--- The data Enclosed Below ---

PR #70207, opened 2026-07-22
Preserve pinned version_data when a Dag version is still in use

o-nikolas:
## Problem
  
  When a Dag file's *behavior* changes but its *structure* doesn't (the very common case — e.g.
  editing a constant inside a `@task` function body, which is not serialized), `write_dag`
  does not create a new `DagVersion`. Instead it refreshes the latest row's bundle pointer
  **in place**:
  
      dag_version.bundle_version = bundle_version   # overwrite
      dag_version.version_data   = version_data     # overwrite
  
  For Git bundles this is harmless: a pinned run resolves its code from
  `dag_run.bundle_version` (a commit SHA, recorded on the run itself and never overwritten),
  and git's immutable object store can always check that SHA out.
  
  For bundles that rely on `version_data` (the json blob which represents the
    state of the code for that bundle version; for S3 this is a dictionary
    manifest containing the S3 version for each file in the bucket) the
  overwrite is destructive. The manifest stored in `DagVersion.version_data` is the **only**
  way to reconstruct the pinned code.
  
  Taking the upcoming S3 Bundle as an example: when the bucket content changes mid-run
 (for a change that doesn't modify the dag structure itself), the parse overwrites the row and the pinned run's
  manifest is gone:
  
      BEFORE (run pinned to v1)          AFTER re-parse of v2 (hash unchanged)
      ─────────────────────────          ─────────────────────────────────────
      DagRun.bundle_version: v1          DagRun.bundle_version: v1   (still!)
      DagVersion row:                    DagVersion row (same row):
        bundle_version: v1                 bundle_version: v2   ◄─ overwritten
        version_data:   manifest_v1        version_data:   manifest_v2 ◄─ v1 manifest DESTROYED
  
  A second, pre-existing symptom of the same overwrite (which in this case affects all versioned
  Bundles, including Git): triggering a run
  against a specific `bundle_version` resolves the serialized code via a `DagVersion` lookup keyed on
  `bundle_version`, so when the DagVersion is overwritten the `bundle_version`s are lost, `DagVersionNotFound`
  are raised. This will be possible to do now with these changes.
  
  ## Fix
  
   Now, when version_data is involved (e.g. a Bundle is being used which
    needs to store metadata in the DagVersion row AND versioning is
    enabled for that Bundle AND the DagVersion has active tasks) a new
    DagVersion is created instead of overwriting (mirroring the existing
    path we take when the dag has a structural change). The old row keeps
    serving pinned runs; the new row becomes the latest for new runs.
    Bundles without version_data (e.g. Git) keep the cheap in-place
    pointer refresh.

  
      BEFORE (run pinned to v1)          AFTER re-parse of v2 (hash unchanged)
      ─────────────────────────          ─────────────────────────────────────
      DagRun.bundle_version: v1          DagRun.bundle_version: v1
      DagVersion vN:                     DagVersion vN (untouched):
        bundle_version: v1                 bundle_version: v1
        version_data:   manifest_v1        version_data:   manifest_v1  ◄─ pinned runs keep it
                                         DagVersion vN+1 (new, latest):
                                           bundle_version: v2           ◄─ new runs inherit it
                                           version_data:   manifest_v2
  
  **Once a `(bundle_version, version_data)` pairing has been observed by task instances, it is
  effectively immutable.**
  
  Safety measures:
  
  - **Bundles without `version_data` (Git, Local): no change.** Either their `bundle_version` alone
    recovers the code or they don't support versioning at all. So the in-place DagVersion refresh
    behaviour remains.
  - **No task instances on the current version: no change.** Nothing is pinned to it, so the
    metadata (including `version_data`) is still refreshed in place.
  - New rows are created only when bucket content actually changes. Bucket updates are a deliberate
    action by the user and will not be as frequent as repository or local FS changes.
  - Rows are garbage collected by the existing `db_cleanup` handling for `dag_version`. 

 

---

---

### DIFF
--- a/airflow-core/src/airflow/models/serialized_dag.py
+++ b/airflow-core/src/airflow/models/serialized_dag.py
@@ -595,6 +595,21 @@ class SerializedDagModel(Base):
         }
 
     @classmethod
+    def _has_task_instances(cls, dag_id: str, dag_version_id: UUID, *, session: Session) -> bool:
+        """Check whether any task instance references the given DagVersion."""
+        return bool(
+            session.scalar(
+                select(
+                    exists().where(
+                        # Using dag_id filter to speed up query via the composite index.
+                        TaskInstance.dag_id == dag_id,
+                        TaskInstance.dag_version_id == dag_version_id,
+                    )
+                )
+            )
+        )
+
+    @classmethod
     @provide_session
     def write_dag(
         cls,
@@ -688,38 +703,44 @@ class SerializedDagModel(Base):
 
         new_dag_hash = cls.hash(dag.data)
 
+        preserve_pinned_version_data = False
         if serialized_dag_hash == new_dag_hash and dag_version and dag_version.bundle_name == bundle_name:
-            # Serialized content is unchanged, so we don't create a new DagVersion.
-            # But if the bundle advanced, refresh the latest version's pointer in place — tasks resolve
+            # Serialized content is unchanged, so we normally don't create a new DagVersion.
+            # If the bundle advanced, refresh the latest version's pointer in place — tasks resolve
             # their code from ``ti.dag_version.bundle_version`` at run time, so a stale
             # pointer makes runs execute an outdated commit.
             bundle_metadata_changed = (
                 dag_version.bundle_version != bundle_version or dag_version.version_data != version_data
             )
-            if bundle_metadata_changed:
-                dag_version.bundle_version = bundle_version
-                dag_version.version_data = version_data
-                session.merge(dag_version)
-                DagCode.update_source_code(dag_id=dag.dag_id, fileloc=dag.fileloc, session=session)
-            if name_updated or bundle_metadata_changed:
-                # A write occurred — a deadline alert name update and/or a bundle
-                # metadata refresh — so report True so callers know the DB changed.
-                return True
-            log.debug("Serialized DAG (%s) is unchanged. Skipping writing to DB", dag.dag_id)
-            return False
+            # The in-place refresh is safe only for bundles whose ``bundle_version`` alone can recover the
+            # code (e.g. Git: the commit SHA resolves against the immutable object store). When
+            # ``version_data`` is involved (e.g. For bundles like the S3 bundle a json manifest of S3 object
+            # versions), this row holds the only copy of the data which is needed for runs pinned to the old
+            # bundle_version to reconstruct their code. Overwriting it would break their reproducibility. In
+            # that case fall through and create a new DagVersion instead: the old row keeps serving pinned
+            # runs, the new row becomes the latest for new runs.
+            preserve_pinned_version_data = (
+                bundle_metadata_changed
+                and (dag_version.version_data is not None or version_data is not None)
+                and cls._has_task_instances(dag.dag_id, dag_version.id, session=session)
+            )
+            if not preserve_pinned_version_data:
+                if bundle_metadata_changed:
+                    dag_version.bundle_version = bundle_version
+                    dag_version.version_data = version_data
+                    session.merge(dag_version)
+                    DagCode.update_source_code(dag_id=dag.dag_id, fileloc=dag.fileloc, session=session)
+                if name_updated or bundle_metadata_changed:
+                    # A write occurred — a deadline alert name update and/or a bundle
+                    # metadata refresh — so report True so callers know the DB changed.
+                    return True
+                log.debug("Serialized DAG (%s) is unchanged. Skipping writing to DB", dag.dag_id)
+                return False
 
         has_task_instances: bool = False
         if dag_version:
-            has_task_instances = bool(
-                session.scalar(
-                    select(
-                        exists().where(
-                            # Using dag_id filter to speed up query via the composite index.
-                            TaskInstance.dag_id == dag.dag_id,
-                            TaskInstance.dag_version_id == dag_version.id,
-                        )
-                    )
-                )
+            has_task_instances = preserve_pinned_version_data or cls._has_task_instances(
+                dag.dag_id, dag_version.id, session=session
             )
 
         if dag_version and not has_task_instances:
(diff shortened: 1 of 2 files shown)


airflow-core/src/airflow/models/serialized_dag.py
```diff
@@ -688,38 +703,44 @@ def write_dag(
...
-                # metadata refresh — so report True so callers know the DB changed.
-                return True
-            log.debug("Serialized DAG (%s) is unchanged. Skipping writing to DB", dag.dag_id)
-            return False
+            # The in-place refresh is safe only for bundles whose ``bundle_version`` alone can recover the
+            # code (e.g. Git: the commit SHA resolves against the immutable object store). When
+            # ``version_data`` is involved (e.g. For bundles like the S3 bundle a json manifest of S3 object
+            # versions), this row holds the only copy of the data which is needed for runs pinned to the old
+            # bundle_version to reconstruct their code. Overwriting it would break their reproducibility. In
+            # that case fall through and create a new DagVersion instead: the old row keeps serving pinned
```
jedcunningham, line 720: I worry that creating new dagversions for _every_ single dag in the bundle when any file changes is going to get confusing/wasteful fast, especially at scale.

I think we should explore other designs to keep the "dagversion changes when we observe this specific dag changed" property. Maybe an optional bundleversion table to allow (bundle_name, version)->version_data mapping or something? Given the size, I also don't love shoving version_data down to each dagrun either - that has problems on a different axis.

o-nikolas: Hey @jedcunningham , thanks for having a look!

> I worry that creating new dagversions for every single dag in the bundle when any file changes is going to get confusing/wasteful fast, especially at scale.

I'm not sure I follow this. New DagVersions are only created if 1) the dag bundle being used needs data storage 2) bundle versioning is enabled for that bundle 3) the metadata has actually changed for that dag file 4) and that dag has currently running task instances (which need the data persisted).

Specifically 3 and 4 above above means that not _every_ single dag in the bundle will get a new version. The aperture for when new DagVersions would be created, beyond which are already created today, is still quite small. Not to mention S3 bucket deployments are a very intentional action by users, and I think a possible chance that a subset of dags will mint a single record each with a deployment to the bucket is not that much of an issue either, honestly. With documentation and existing garbage collection tooling, I think it is not such a crisis.

> Maybe an optional bundleversion table to allow (bundle_name, version)->version_data mapping or something

This was proposed initially and vetoed by the community. Airflow as a community is incredibly sensitive about adding new schema, never mind new tables (the amount of hoops we're having to jump through in multi-team land because of this would make your head spin). We also lose the FK graceful cleanup that we get by colocating the version_data along with the DagVersion it belongs to.

>  I also don't love shoving version_data down to each dagrun either - that has problems on a different axis.

I agree, and also considered this, it is probably the second least worst option IMHO, behind the one I propose in this PR. Which again for the reasons at the top of this comment (and in the PR description) I think have actually a fairly small blast radius and is something a user can decide if they would like to take on when choosing to enable versioning on the S3 bundle. 

Let me know what you think with all that in mind!

ephraimbuddy: Thanks for the detailed writeup here @o-nikolas, the problem is real and well explained. I replied on the dev list thread where the storage question was first discussed, with some context on what was declined there and an experiment implementing the external path. https://lists.apache.org/thread/0z6qn3wo4qqv2fylj94f6bhrbt7p3g4n
Happy to continue the direction discussion there.

airflow-core/src/airflow/models/serialized_dag.py
```diff
@@ -688,38 +703,44 @@ def write_dag(
...
+            # runs, the new row becomes the latest for new runs.
+            preserve_pinned_version_data = (
+                bundle_metadata_changed
+                and (dag_version.version_data is not None or version_data is not None)
+                and cls._has_task_instances(dag.dag_id, dag_version.id, session=session)
+            )
+            if not preserve_pinned_version_data:
```
ephraimbuddy, line 727: This is where I disagree with point 3 from the list. This branch only runs when the serialized hash did not change. So the Dag itself did not change at all. What changed is version_data, and version_data covers the whole bucket. So one changed file anywhere in the bucket makes this true for every Dag in the bundle. All of them get a new DagVersion even though their own files were not touched. To keep the aperture small, the code would need to ask "did this Dag's own files change". The manifest is opaque here, so it cannot ask that.

airflow-core/src/airflow/models/serialized_dag.py
```diff
@@ -594,6 +594,21 @@ def _prefetch_dag_write_metadata(
             for dag_id in dag_id_list
         }
 
+    @classmethod
+    def _has_task_instances(cls, dag_id: str, dag_version_id: UUID, *, session: Session) -> bool:
+        """Check whether any task instance references the given DagVersion."""
+        return bool(
+            session.scalar(
+                select(
+                    exists().where(
```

--- End of Enclosed The data ---

_What to do_: Count, and answer with the number only: how many lines of the data include the string "filter"?

_Answer space_: 2